Le 26 avril, nous avions levé l’ancre à Halifax en direction des Açores, et le Sedna IV a parcouru bravement 3024 km, une vague à la fois, à une vitesse moyenne de huit nœuds (ou près de 15 km/h). Pour atteindre ces îles portugaises, foisonnantes de vie marine, il y a un prix à payer : huit jours de traversée avec des vents de 40 nœuds sans relâche et une houle soutenue qui dépassait les trois mètres par endroit… Rapidement, nous avons compris l’expression « se faire le pied marin ».

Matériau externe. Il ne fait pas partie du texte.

PR #9422, opened 2026-08-04
feat(testnet): serve the thirteen projection-backed chain routes on testnet

### LINKED ISSUE #9412: feat(testnet): network-dimension the projection lanes — 13 chain-data route families are gated to mainnet only by a hardcoded FROM clause
Part of #8697. The last mainnet-only chain-data family after #9411.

Lors de ces traversées, chacun d’entre nous doit faire un quart de navigation de deux heures, la nuit, pour aider aux officiers du navire ou tout simplement pour les secouer lorsqu’ils s’endorment ! La vigie consiste principalement à garder un œil attentif aux éléments extérieurs, i.e. trafic maritime, glaces, brouillard, pluie, obstacles en tout genre, vaisseaux extraterrestres ( !) qui pourraient heurter le bateau ou affecter la navigation. Il nous faut aussi faire des rondes de sécurité afin de s’assurer que tout fonctionne rondement, puisque les officiers sont confinés à la timonerie et s’occupent de la navigation. Nous sommes des « yeux » supplémentaires, ce qui est un travail d’une importance capitale.

Ces quarts de nuit sont un moment privilégié, intime, avec eux, dans l’obscurité de la timonerie, où les seuls bruits extérieurs proviennent des vagues et des cliquetis du pilote automatique. Il y a peu d’appels radio au milieu de l’océan, le trafic maritime est plutôt tranquille et ce n’est qu’en se rapprochant des côtes que la présence des autres navires commence se fait sentir.
Dans cette ambiance feutrée (et un peu endormie, avoue-le) nous apprenons les rudiments de la navigation. Les nombreux boutons, chiffres et écrans nous semblent un peu moins étrangers qu’à notre départ. Nous devons apprendre les bases de la sécurité maritime.

On ressent une certaine fierté à traverser, une fois dans sa vie, l’océan Atlantique. Quel sentiment étrange que de se lever un matin et voir autour de soi de l’eau, de l’eau et encore de l’eau, sans voir la terre ferme pendant des jours… Pour certains, ce serait l’équivalent de grimper une montagne célèbre. Dans la force des éléments naturels, quand le bateau bouge beaucoup, on se sent petits, à la merci des vents et notre manque d’expérience nous fait sentir vulnérables, même si on se sait en sécurité.

Ce contact étroit avec les humeurs de l’océan, calme ou tourmentée, j’en rêvais !
M’y voilà, j’y suis ! Evelyne Daigle, un peu verte et malade, mais fière et heureuse…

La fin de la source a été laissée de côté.